Several other limitations of this study should be acknowledged. In particular, the performance of the DFA test for the diagnosis of chlamydial infection may have been diminished by two potentially confounding factors. The performance of the DFA assay in this study may have been suboptimal since the specimen collection order was not randomized and the specimens for DFA testing were collected fourth (last). Good patient specimen collection with appropriate numbers of cells and proper slide preparation techniques are essential for the maximum performance of the DFA assay. Seventy-two percent of all specimens tested by the DFA assay in the course of this study were deemed inadequate on the basis of having fewer than 10 columnar and/or cuboidal epithelial cells, but in the performance calculations the results for those specimens were considered negative for C. trachomatis. Typical proportions of inadequate specimens associated with routine cervical swab specimen collection for the DFA assay range between a low of 1% and a high of 79% (7, 14). Thus, while the number of inadequate specimens obtained during the course of this study was high, they are within the range reported in the literature in the testing of endocervical swab specimens. In addition, the DFA assays in this study were evaluated with a requirement that the specimen contain 10 EBs to be classified as positive, according to the manufacturer's instructions. In prior studies (1, 7, 10, 13), other investigators have demonstrated that the sensitivity of this assay may be increased by using a cutoff of one EB as the criterion for a positive assay result. In our study, 12 specimens were found to contain fewer than 10 EBs (range, 2 to 7 EBs), and if these were considered positive, the result would have been a relative sensitivity for the DFA test of 88%.

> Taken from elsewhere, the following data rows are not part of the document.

PR #754, opened 2026-02-06
Update Compendium Entries for Esper Through Merchant

Frozedon:
This pull request is Compendium Changes and Updates to Skills and Features of the Esper, Floralist, Fury, Gourmet, Guardian, Invoker, Loremaster, and Merchant classes. Also, an update to Hydra Dance on Dancer. It tries to incorporate up-to-date automation while also cleaning up descriptions and messaging.

### General Summary
- Removed bulleted lists from inline effects in descriptions.
- Set Target Rule to "Self" for various Skills where targeting isn't useful.
- Attempted to add automation where it was possible.
- Any Skills that had targeting primarily on targets other than Self, moved Effect into the Attributes of the Skill.

## Detailed Breakdown
This section provides a detailed breakdown of the changes made to each Skill. Organized by Class.

### Dancer
- Hydra Dance. Replaced the 2 Update Resources with a single message that has description on the options and has inline buttons for the recovery.

### Esper
- Psychic Gifts. Cleaned up text.
- Hypercognition. Updated Rule Element to use the "Calculate Expenses" Rule Trigger. 

### Floralist
- Magiseeds. Cleaned up text. Also, added scaling damage and HP/MP recovery based on character level.
- Hookleaf Shade. Updated automation with rule elements.
- Wardwattle. Added Effects to notify when an enemy hits the floralist with a melee attack.
- Verdant Sway. Added Perform Ritual button through Rule Element.

### Fury
- Indomitable Spirit. Made options into bulleted list for readability.
- Provoke. Moved effects to Attributes.
- Withstand. Update inline buttons to use the highest bond strength variable for HP.

### Gourmet
- Traveling Cook. Added link to Ingredients Roll Table to quickly generate new ingredients.

### Guardian
- General clean up.

### Invoker
- Invocations. Added "You Spend" text and inline buttons to all the Invocation entries since no expenses show up normally for using the feature. Also, added scaling by character level. Separated out inline buttons to use when Elemental Harmony or Wellspring Expansion should be used.

### Loremaster
- Flash of Insight. Added Rule Element that displays a message to notify about asking questions when the loremaster makes an INS+INS Open Check and the result is 13+.
- Focused. Set Accuracy to INS+INS and added the SL as a bonus.

### Merchant
- General clean up.


Azurelol (approved):
Great work.

PR #19, opened 2020-10-10
[WIP] Run tests with github action

peterrum:


mschreter:
Oh, that's cool :). Thank you.

peterrum:
Test has passed, see https://github.com/mschreter/MeltPoolDG/actions

We should consider to reduce the size of the test (less cells/less time steps): the one test took 575.37 seconds.

PR #28, opened 2020-10-23
Add simplex support

peterrum:
... and many other updates (sorry for putting everything into one PR):
- restructuring of the test folder organization (copy of program is not needed - you can specify which program you want to be tested)
- avoid the usage of `MatrixFree` if possible, since it can be only used for tensor-product elements (and not simplices) -> I'll collect my thoughts about `ScratchData` tomorrow


include/meltpooldg/interface/scratch_data.hpp
```diff
@@ -165,21 +168,28 @@ namespace MeltPoolDG
...
     void
     initialize_dof_vector(VectorType &vec, const unsigned int dof_idx = 0) const
     {
-      matrix_free.initialize_dof_vector(vec, dof_idx);
+      if (do_matrix_free)
+        matrix_free.initialize_dof_vector(vec, dof_idx);
+      else
+        vec.reinit(get_locally_owned_dofs(dof_idx),
+                   get_locally_relevant_dofs(dof_idx),
+                   get_mpi_comm(dof_idx));
```
peterrum, line 192: This is not particular nice now. For simplices, I cannot use `MatrixFree::initialize_dof_vector` so I have to use the alternative version. Which version to use is handled currently by setting the value of `do_matrix_free` in the constructor. I am not happy with this solution :( but it fixes the test...

peterrum:
The failing test is related to https://github.com/dealii/dealii/pull/11027 still has to be merged (it has been approved already twice - so it should be soon).

mschreter:
> The failing test is related to [dealii/dealii#11027](https://github.com/dealii/dealii/pull/11027) still has to be merged (it has been approved already twice - so it should be soon).

Thanks for efforts, Peter. How should we proceed on that? Should we merge it anyway?

include/meltpooldg/interface/scratch_data.hpp
mschreter: I was thinking about whether we should change the boolean from "do_matrix_free" to "do_simplex" but I think "do_matrix_free" makes much more sense. Thus, it is fine for me.

tests/rotating_bubble_mf/rotating_bubble.json
```diff
@@ -0,0 +1,34 @@
+{
```
mschreter, line 1: I really like the new test structure :). Many thanks for that!

peterrum: You're welcome!

peterrum:
I am fine with merging: the PR should be part of dealii/master soon and we know the reason for the failing test. I will extend the other modules to simplex support in follow-up PRs in the next days.

tests/rotating_bubble_mf/rotating_bubble.json
peterrum: Maybe now you understand my comment in https://github.com/MeltPoolDG/MeltPoolDG/pull/22#discussion_r509247769.

peterrum:
I have added to all other modules of MeltPoolDG simplex support so that we can run a full matrix-based level-set simulation with simplex mesh. The result of the rotating bubble looks like this:

rotating-bubble-simplex

Ready to be merged from my side. Thanks for letting me mess around with your code - it feels good that the boring work of a couple moths is actually working in practice! I hope I will have time to extend MatrixFree with simplex support in the next few months.

mschreter:
Many thanks for your great efforts Peter. I am very happy that the extension to simplices worked out and that MeltPoolDG now supports simplex meshes, yey :). Very much appreciated! I am sure that simplex meshes will be a great benefit for the deal.ii community.

peterrum:
I have rerun the tests with the current master of deal.II. All tests are passing now.

PR #33, opened 2020-10-30
Spurious currents

peterrum:


peterrum:
The setup is similiar to 
- https://github.com/MeltPoolDG/adaflo/blob/master/tests/spurious_currents.cc
- https://github.com/MeltPoolDG/adaflo/blob/master/tests/spurious_currents_ls.prm

As far as I can see the setup is fine. Nevertheless, I get some anomalies at the boundaries. @mschreter Maybe you have more success to find the reason.

PR #53, opened 2020-12-15
CI: Build shared library

peterrum:


peterrum:
At least, this seems to fix linking :+1:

It should be acknowledged that for PCR testing, although a commercially available assay was used, the material used for testing was the specimen processed for OIA rather than a swab specimen. Studies in our laboratory suggest that the use of this material for testing did not detract from the performance of the PCR (data not shown).

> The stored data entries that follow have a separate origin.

PR #58, opened 2020-12-15
Reuse MatrixFree in NavierStokes and enable simplices

peterrum:
This PR allows us to have direct access to `NavierStokesinitialize_matrix_free()`.

### DIFF
--- a/include/meltpooldg/flow/adaflo_wrapper.hpp
+++ b/include/meltpooldg/flow/adaflo_wrapper.hpp
@@ -38,9 +38,7 @@ namespace MeltPoolDG
         : dof_handler_meltpool(scratch_data.get_dof_handler(idx))
         , timer(std::cout, TimerOutput::never, TimerOutput::wall_times)
         , navier_stokes(base_in->parameters.adaflo_params.get_parameters(),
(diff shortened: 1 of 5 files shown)


include/meltpooldg/flow/adaflo_wrapper.hpp
```diff
@@ -70,7 +70,38 @@ namespace MeltPoolDG
...
+
+        scratch_data.attach_constraint_matrix(navier_stokes.get_constraints_u());
+        scratch_data.attach_constraint_matrix(navier_stokes.get_constraints_p());
+
+        const unsigned int quad_index_u = scratch_data.attach_quadrature(
+          QGauss<dim>(base_in->parameters.adaflo_params.get_parameters().velocity_degree + 1));
+        const unsigned int quad_index_p = scratch_data.attach_quadrature(
+          QGauss<dim>(base_in->parameters.adaflo_params.get_parameters().velocity_degree));
+
+        scratch_data.build();
```
peterrum, line 92: Doing it here is not nice. We should discuss how to split up this function. The discussion will be important also in the light of AMR.

peterrum (commented):
@mschreter What do you think!?

PR #60, opened 2020-12-16
"Fix" convergence issue

peterrum:
This is the guilty guy:
https://github.com/MeltPoolDG/MeltPoolDG/blob/b67627f8a620232d1c92d5340aa56dda7bb7dbb9/include/meltpooldg/flow/two_phase_flow_problem.hpp#L190

We should get the constraint matrix from `NavierStokes` as proposed by #58:
https://github.com/MeltPoolDG/MeltPoolDG/blob/b33a2d67b6ef416e83419bcbf352272e925f3337/include/meltpooldg/flow/adaflo_wrapper.hpp#L82

... not yet there ;)

### DIFF
--- a/include/meltpooldg/flow/adaflo_wrapper.hpp
+++ b/include/meltpooldg/flow/adaflo_wrapper.hpp
@@ -79,6 +79,7 @@ namespace MeltPoolDG
       void
       solve() override
       {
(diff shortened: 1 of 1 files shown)


mschreter:
Good news in the morning! Thank you Peter. It remembers me to the bug in the advection diffusion problem. And in the end, it was a one-liner ... I am very glad we made progress on that :1st_place_medal:

PR #83, opened 2021-02-08
Example evaporating droplet

mschreter:
This PR introduces an additional example file, where a droplet evaporates. For this simple benchmark example, an analytical solution for the reduction of the diameter d exists

<p align="center">
 
</p>

with d, d0, \dot{m}, \rho_v, t denoting the current diameter, the initial diameter, the evaporative mass flux rate, the density of the vapor and the current time, respectively.

### DIFF
--- a/include/meltpooldg/flow/two_phase_flow_problem.hpp
+++ b/include/meltpooldg/flow/two_phase_flow_problem.hpp
@@ -91,6 +91,8 @@ namespace MeltPoolDG::Flow
             {
               level_set_operation.update_normal_vector();
 
+              // @todo: why needed?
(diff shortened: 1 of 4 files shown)


include/meltpooldg/flow/two_phase_flow_problem.hpp
```diff
@@ -91,6 +91,8 @@ namespace MeltPoolDG::Flow
             {
               level_set_operation.update_normal_vector();
 
+              // @todo: why needed?
```
peterrum, line 94: ?

peterrum (approved):

PR #84, opened 2021-02-16
Fix spurious currents

mschreter:
This PR improves the spurious currents simulation by computing the initial smooth level set field from the analytical solution of the reinitialization. An additional parameter `ls n initial reinit steps` is introduced that enables to control the number of initial reinitialization steps.


peterrum (approved):
Thanks!

Issue #81, opened 2021-02-03
Bug in VectorTools


peterrum:
I think the following lines in `VectorTools::convert_fe_sytem_vector_to_block_vector()` and `VectorTools::convert_block_vector_to_fe_sytem_vector()` are wrong (in the general case): 

https://github.com/MeltPoolDG/MeltPoolDG/blob/6621f6083ab444f54916c311cfc2af7411c79bc2/include/meltpooldg/utilities/vector_tools.hpp#L37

Finally, another issue which should be acknowledged is that this study was performed in a research laboratory by experienced laboratory staff. Thus, the results may not reflect the performance characteristics of these tests in the office- or clinic-based settings for which they are designed and where nonlaboratory staff are performing the assay. Real-world use of the OIA in busy clinical settings may not yield the same sensitivity reported here. Nonetheless, the performance of the Biostar Chlamydia OIA in this study is comparable to that in laboratory-based enzyme immunoassays previously performed in our laboratory (12). While the sensitivity of the OIA for the detection of chlamydial infection was not as great as that of cell culture or PCR, the performance of the OIA in selected settings, with patients present, could result in the expeditious treatment of chlamydia-infected individuals. The Biostar Chlamydia OIA is classified as a moderately complex assay. It is also considered a quick method for the detection of C. trachomatis in endocervical samples.

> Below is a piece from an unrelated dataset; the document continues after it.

PR #90, opened 2021-02-26
Evapor additions melt pool

mschreter:
This PR includes:

- fix melt pool with evaporation (no recoil pressure force is added in case of evaporation)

In summary, in this prospective study, the relative comparisons of the four assays (cell culture, PCR, DFA assay, and OIA) showed that there was a good correlation between the results of PCR and cell culture, that the relative sensitivity of the OIA was 73.8% and that the relative sensitivity of the DFA assay was 59.5%. In settings in which the prevalence of C. trachomatis is high, the Biostar Chlamydia OIA should be considered a patient point-of-care screening device and should be a useful addition to the bench-top assays currently available for the detection of chlamydia.